Initially this is a cheaper option. But every year you renew, the premiums will increase. Depending on how many years you own the policy, you could end up paying higher premiums for the same amount of coverage that a level term policy would provide.
Decreasing Term Insurance
Decreasing Term Life insurance provides a death benefit that gradually shrinks over the lifetime of the policy, even though the monthly premiums remain the same.
The idea is that as you age and time goes on, you will pay off more debts and other financial obligations will decrease. Therefore, your family will need less of a financial payout after you die.
Decreasing term is commonly used as coverage for:
- Mortgage
- Personal loans
- Business loans
- Auto loans
- Student loans
The terms typically range from 1 to 30 years, and reductions in coverage occur monthly or annually.
What's the Difference Between Term and Whole Life Insurance?
Whole life insurance is the other main type of life insurance coverage. Here are key differences between the two.
Features | Term | Whole |
---|---|---|
Duration | Term policies expire at the end of a pre-determined number of years. | Whole policies last as long as you pay premiums, which could be a few years or your whole life. |
Cash Value | Term policies do not have investment or cash value components. | Whole policies offer both investment and cash value components. The cash value builds from investment profits and a portion of contributed premium payments. |
Affordability | Term policies are very affordable. | Whole policies generally cost significantly more per month. |
Death Benefit | Both policies have a guaranteed death benefit. | |
Premiums | Both policies have a fixed premium that does not increase over time. |
Bottom Line
Term life insurance is a great choice for people who need coverage for a set period of time.

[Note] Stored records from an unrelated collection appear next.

PR #2798, opened 2021-11-08
Added a toPromise function to allow modelling machines as promises

mattpocock:
https://www.loom.com/share/01794774bfbc43c685e26282c47a74ed

### DIFF
--- a/packages/core/test/toPromise.test.ts
+++ b/packages/core/test/toPromise.test.ts
@@ -1,0 +1,287 @@
+import { createMachine } from '../src/Machine';
+import { toPromise, validatePromiseMachine } from '../src/toPromise';
+
+describe('toPromise', () => {
+  describe('validatePromiseMachine', () => {
+    it('Should not allow states without invocations or final', () => {
+      const errors = validatePromiseMachine(
+        createMachine({
+          id: 'machine',
+          initial: 'pending',
+          states: {
+            pending: {}
+          }
+        })
+      );
+
+      expect(errors).toEqual([
+        {
+          stateId: 'machine.pending',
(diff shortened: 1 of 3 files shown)


packages/core/test/toPromise.test.ts
```diff
@@ -0,0 +1,287 @@
...
+              type: 'final'
+            },
+            final: {
+              type: 'final'
+            }
+          }
+        })
+      );
+
+      expect(state.value).toEqual('final');
```
davidkpiano, line 283: Separate discussion/PR: in the future, this would be a good opportunity to represent "done data" in the `state` itself (`undefined` by default). That way, we can use promise machines like this:

```js
const { doneData } = await toPromise(machine);

return doneData;
```

mattpocock: Agree!

Andarist:
[`waitFor`](https://github.com/statelyai/xstate/pull/3190) can be used as an approximation of this. It's not exactly the same since it doesn't come with any constraints for the given machine config though.

davidkpiano:
> [`waitFor`](https://github.com/statelyai/xstate/pull/3190) can be used as an approximation of this. It's not exactly the same since it doesn't come with any constraints for the given machine config though.

I assume #3977 supersedes this too.

Andarist:
Not entirely but it's definitely related. This PR here was also about restricting the shape of the machine config - to give some guarantees around the completion of the given machine etc. We currently don't do any of that, the config stays "free-form" and `waitFor`/`toPromise` are just helpers to await the execution of any given actor. They don't impose any constraints on the completion, suspension points, etc

PR #2800, opened 2021-11-10
Add `sendTo`

davidkpiano:
This PR adds the `sendTo(actor, event)` action creator, which will replace the external use-cases for `send(...)` (the internal use-cases will be replaced with `raise(...)`).


packages/core/test/actions.test.ts
```diff
@@ -1446,6 +1447,67 @@ describe('sendParent', () => {
...
+      child: ActorRefFrom<typeof childMachine>;
+      count: number;
+    }>({
+      context: () => ({
+        child: spawn(childMachine),
+        count: 42
+      }),
+      entry: sendTo(
+        (ctx) => ctx.child,
+        // TODO: figure out how to avoid `as const`
```
Andarist, line 1502: A simplified repro - [here](https://www.typescriptlang.org/play?#code/C4TwDgpgBAggxsA9gJwEoQGYB4AqA+KAXigG8AoKSqAZwgDsATALigAoIA3FnASiII6IAlgzIBfMmVCQoAUQ71gAMWSIAtlhgFiMKBAAeweg2qwEKdNiF0MEZHIIB+OVBYBDOiEkMIcADZuyNAYAK50CEKIdDTGOIiaeobGpvBIaJhYHiB4eKxu5ukYLDAANFAA5hDA8oosrHyEBDV0yqoaWjwsgiKS0tDyRKRQfSwA5EoA8hOjANxQHtQA7nYs1MDI1uVQYlAAPkMjUKMAQjCos1BwiGHALHQhagBGdtvevgFBl1Fr83DFBZYsPI8JJaIw4nk4GV6vw2CRhuAIGNJtNtjweJIgA)

I'm not sure what to do about it, I've reached out to Devan. It's wild that autocomplete works at this position but yet the type is inferred as `string` 🤦

Andarist: @devanshj is a wizard. Based on his suggestions and some trial & error in our codebase and in the TS playground I got this: https://github.com/statelyai/xstate/pull/2847

packages/core/src/actions.ts
```diff
@@ -271,6 +272,39 @@ export function sendParent<
   });
 }
 
+type InferEvent<E extends EventObject> = {
+  [T in E['type']]: { type: T } & Extract<E, { type: T }>;
+}[E['type']];
```
Andarist, line 277: I am somewhat worried about the performance implications of this, but don't know how to make the whole thing work without it so 🤷‍♂️ I also might worry too much - but I definitely experience performance problems related to types when working with XState. It's hard to profile this though so... 🤷‍♂️

Andarist (approved):

PR #2802, opened 2021-11-10
Remove `xstate-viz` package (old)

davidkpiano:
This PR removes the `/packages/xstate-viz` package.

The actual XState Viz is located at github.com/statelyai/xstate-viz


package.json
```diff
@@ -4,8 +4,7 @@
   "description": "Finite State Machines and Statecharts for the Modern Web.",
   "workspaces": {
     "packages": [
-      "packages/*",
-      "packages/xstate-viz/example"
+      "packages/*"
```
Andarist, line 7: We should also remove this from here:
https://github.com/statelyai/xstate/blob/6245be838581e2cf84ac580303262e46b6cebd56/.changeset/config.json#L14-L15

PR #2835, opened 2021-11-25
Added interop observable symbols to ActorRef

### LINKED ISSUE #2834: Let ActorRef be an RxJS InteropObservable
A while back we fixed the `Interpreter` so that it was recognized by RxJS as an `InteropObservable` (using interop symbols). However, when retrieving children of a machine, this does not suffice, since these children are typed as `ActorRef`. Would it be possible to have `ActorRef`, or even it's parent interface `Subscribable`, to either mandate their subclasses to contain the necessary symbols, or change them into abstract classes containing the symbols themselves?

If this is not an immediate NO, and I find some time, I can try to implement a suggestion.

woutermont:
Closes #2834


.changeset/tasty-terms-remain.md
```diff
@@ -0,0 +1,5 @@
+---
+'xstate': minor
+---
+
+Added interop observable symbols to ActorRef and Subscribable
```
davidkpiano, line 5:
```suggestion
Added interop observable symbols to `ActorRef` and `Subscribable` so that actor refs are compatible with libraries like RxJS.
```

davidkpiano (approved):

woutermont:
Making `Subscribable` be an `InteropObservable` is obviously not the way to go, so I reverted that part, simply added the `InteropObservable` from RxJS and let only `ActorRef` extend it.

davidkpiano:
@Andarist LGTY?

packages/core/src/types.ts
```diff
@@ -3,6 +3,12 @@ import { State } from './State';
 import { Interpreter, Clock } from './interpreter';
 import { IsNever, Model, Prop } from './model.types';
 
+declare global {
+  interface SymbolConstructor {
+    readonly observable: symbol;
+  }
+}
```
Andarist, line 10: I don't think a global type should be added by us here. It's not our responsibility to do this on behalf of our users and this is risking some conflicts with other types that may be loaded implicitly and extending the same thing.

packages/core/src/utils.ts
```diff
@@ -530,8 +530,18 @@ export function isObservable<T>(value: any): value is Subscribable<T> {
...
-  (typeof Symbol === 'function' && (Symbol as any).observable) ||
-  '@@observable')();
+  (typeof Symbol === 'function' && Symbol.observable) || '@@observable')();
+
+export const interopSymbols = {
+  [symbolObservable]: function () {
+    return this;
+  },
+  // this gets stripped by Babel to avoid having "undefined" property in environments without this non-standard Symbol
+  // it has to be here to be included in the generated .d.ts
```
Andarist, line 540: have you confirmed that this works? is the `Symbol.observable` emitted in the `.d.ts`? is this property in the dist files from here by Babel?

.changeset/tasty-terms-remain.md
```diff
@@ -0,0 +1,5 @@
+---
+'xstate': minor
+---
+
+Added interop observable symbols to `ActorRef` and `Subscribable` so that actor refs are compatible with libraries like RxJS.
```
Andarist, line 5: As far as I can tell this has only been added to the `ActorRef` interface, right?
```suggestion
Added interop observable symbols to `ActorRef` so that actor refs are compatible with libraries like RxJS.
```

packages/xstate-inspect/src/browser.ts
```diff
@@ -7,7 +7,12 @@ import {
   Observer
 } from 'xstate';
 import { XStateDevInterface } from 'xstate/lib/devTools';
-import { toSCXMLEvent, toEventObject, toObserver } from 'xstate/lib/utils';
+import {
+  toSCXMLEvent,
+  toEventObject,
+  toObserver,
+  interopSymbols
```
Andarist, line 14: There might be compatibility issues between mismatched versions of `xstate` and `@xstate/inspect` - I would just touch the core directory as part of this PR and revert the changes here.

Andarist (changes requested):
It would be great if we could add some tests for this.

.changeset/tasty-terms-remain.md
woutermont: Yes, was reverted later for `Subscribable`

packages/xstate-inspect/src/browser.ts
woutermont: How would you suggest to do this? `InspectReceiver` of `@xstate/inspect` is an alias for an `ActorRef`, which is impacted by these changes in the core.

packages/core/src/utils.ts
woutermont: Yes, only `[symbolObservable]` is used in the ES file, and `[Symbol.observable]` is present in the type declarations.

packages/core/src/types.ts
woutermont: Weird, I believe we added this in the `Interpreter.ts` module when first looking into interop observables, to make TS believe the existence of `Symbol.observable`, but somehow it now doesn't seem to be necessary anymore (TS version bump?). Should not matter for the user, since the global type is not exported, but I'll try to remove them anyhow.

woutermont:
That would indeed be great, but the only thing this PR does is adding an interface, and making an existing interface extend from it (with some sugar to implement it) ... where/how should I test this?

woutermont:
@Andarist, can you confirm my changes and comments are satisfactory, or reply once more to them?

davidkpiano:
Confirmed to be working. Here is without the change:

CleanShot 2021-12-30 at 18 36 28

And here is with this PR:

CleanShot 2021-12-30 at 18 35 35

packages/xstate-inspect/src/browser.ts
davidkpiano: We can revise these in a follow-up PR.

Andarist:
@woutermont are you using this feature? I'm wondering **how** you are using this at runtime because I have a suspicion that this might not work correctly for all the cases. So I wonder - for which exact cases is this working for you (I can think of one).

woutermont:
We're using this to combine XState ActorRefs (specifically the Interpreter, I believe) with RxLitElement. I'm currently on holiday, but can provide more info when back.

PR #2837, opened 2021-11-27
Add a failing test for `state.can` that involves parallel regions

Andarist:
Add a failing test for regression from https://github.com/statelyai/xstate/pull/2804

### DIFF
--- a/packages/core/test/state.test.ts
+++ b/packages/core/test/state.test.ts
@@ -846,6 +846,42 @@ describe('State', () => {
 
       expect(executed).toBeFalsy();
     });
+
+    it('should return true when non-first parallel region changes value', () => {
+      let executed = false;
+      const machine = createMachine({
+        type: 'parallel',
+        states: {
+          a: {
+            initial: 'a1',
+            states: {
+              a1: {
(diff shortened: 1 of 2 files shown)


davidkpiano:
Please see https://github.com/statelyai/xstate/pull/2839 for a potential fix, but also one that reveals a bigger problem: not all targets appear in the transition data.

IMO this is a much smaller edge-case than what #2804 fixed, and should not prevent #2804 from going in.

packages/core/test/state.test.ts
```diff
@@ -846,6 +846,42 @@ describe('State', () => {
...
+        type: 'parallel',
+        states: {
+          a: {
+            initial: 'a1',
+            states: {
+              a1: {
+                id: 'foo',
+                on: {
+                  // first region doesn't change value here
+                  EVENT: ['#foo', '#bar']
```
davidkpiano, line 862: It should be this:

```suggestion
                  EVENT: { target: ['#foo', '#bar'] }
```

Andarist:
closing this as it became a part of the https://github.com/statelyai/xstate/pull/2839

PR #2839, opened 2021-11-27
[core] Add potential fix for failing `state.can` test

davidkpiano:
This PR potentially fixes #2837, but reveals another problem in which transitions with multiple targets might be incorrect, preventing this fix from working.

### DIFF
--- a/packages/core/src/State.ts
+++ b/packages/core/src/State.ts
@@ -343,17 +343,24 @@ export class State<
      * The state will change from this event if:
      * - There are entry actions
      * - There are exit actions
-     * - There are transitions in which either the target has changed or there are transition actions
+     * - There are transitions in which either the targets have changed or there are transition actions
      */
-    return (
+    if (
       transitionData.entrySet.some((sn) => sn.onEntry.length > 0) ||
-      transitionData.exitSet.some((sn) => sn.onExit.length > 0) ||
-      !!transitionData.transitions.some((t) => {
-        return (
-          (t.target && t.target.length > 0 && t.target[0] !== t.source) ||
-          t.actions.length > 0
-        );
-      })
-    );
+      transitionData.exitSet.some((sn) => sn.onExit.length > 0)
+    ) {
+      return true;
+    }
+
+    for (const t of transitionData.transitions) {
+      if (t.actions.length) {
+        return true;
+      }
+      if (t.target?.some((target) => !this.configuration.includes(target))) {
+        return true;
+      }
+    }
+
+    return false;
   }
 }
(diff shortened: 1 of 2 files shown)


Andarist:
> another problem in which transitions with multiple targets might be incorrect, preventing this fix from working.

Do you have a test case for this? When that could happen?

packages/core/test/state.test.ts
```diff
@@ -846,6 +846,44 @@ describe('State', () => {
...
+          }
+        }
+      });
+
+      const { initialState } = machine;
+
+      expect(machine.transition(undefined, { type: 'EVENT' }).value).toEqual({
+        a: 'a1',
+        b: 'b2'
+      });
```
Andarist, line 883: Weirdly... this passes for me locally but fails on CI. Gonna investigate it on Monday

davidkpiano:
@Andarist This passes on CI now 👍

packages/core/src/State.ts
```diff
@@ -335,21 +335,32 @@ export class State<
...
-      ? false
-      : transitionData.entrySet.some((sn) => sn.onEntry.length > 0) ||
-          transitionData.exitSet.some((sn) => sn.onExit.length > 0) ||
-          !!transitionData?.transitions.some((t) => {
-            return (
-              (t.target && t.target.length > 0 && t.target[0] !== t.source) ||
-              t.actions.length > 0
-            );
-          });
+    if (
```
Andarist, line 348: resolving this correctly is quite complex, just added yet another failing test with this logic: https://github.com/statelyai/xstate/pull/2850

I wonder if it wouldn't be just easier to redefine `state.can` as "will transition be selected based on the given event". This way we'd only have to check something like:
```js
return !!transitionData?.getTransitionData(this, event).transitions.length
```

davidkpiano: @Andarist Changed the behavior here: 9c1a28e

packages/core/test/state.test.ts
```diff
@@ -716,7 +716,7 @@ describe('State', () => {
       expect(machine.initialState.can({ type: 'EV' })).toBe(true);
     });
 
-    it('should return false for a forbidden transition', () => {
+    it('should return true for a defined transition without a target', () => {
```
Andarist, line 719: We explicitly call this out in the docs as a "forbidden" transition and I think this should return `false`. When suggesting the simplified version of the check for `.can` I didn't realize that `.transitions` actually contain those forbidden transitions. In such a case the check should be slightly modified to account for this situation.

davidkpiano: Done

Andarist (approved):
I took the liberty of landing https://github.com/statelyai/xstate/pull/2850 into this branch. 

LGTM!

PR #2840, opened 2021-11-27
[v5] Remove `interpreter.children`

davidkpiano:
This PR removes `interpreter.children` in favor of `interpreter.state.children` (redundant).


packages/core/src/interpreter.ts
```diff
@@ -818,12 +816,11 @@ export class Interpreter<
...
   private stopChild(childId: string): void {
-    const child = this.children.get(childId);
+    const child = this.state.children[childId];
     if (!child) {
       return;
     }
 
-    this.children.delete(childId);
     this.forwardTo.delete(childId);
     delete this.state.children[childId];
```
Andarist, line 825: This probably should be refactored to avoid mutation of `this.state` - I think most people treat this as immutable. Maybe grabbing the actor ref to stop within machine APIs~ and embedding that in the action would help? This way we wouldn't have to access this here by ID

davidkpiano: Not a good idea; prevents them from getting GC'd. This is one of those cases where we might need to allow these to be mutated.

davidkpiano: Let's address this in a separate PR. This isn't part of this PR's changes.

Andarist:
Let's not forget about a changeset here - this is a pretty big user-facing change.

packages/core/src/interpreter.ts
Andarist: Do we have any ticket anywhere to track this?

davidkpiano: #2851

These could be years of raising children or paying off debts, like student loans or a mortgage. Term life is also great for supplementing your salary should you pass away unexpectedly.
The death benefit pays out if you die within the term and it's not taxable to your beneficiaries. If the term ends and you still need coverage, you have a variety of options to continue coverage.
As always, speak to a licensed agent to find the best policy for your needs.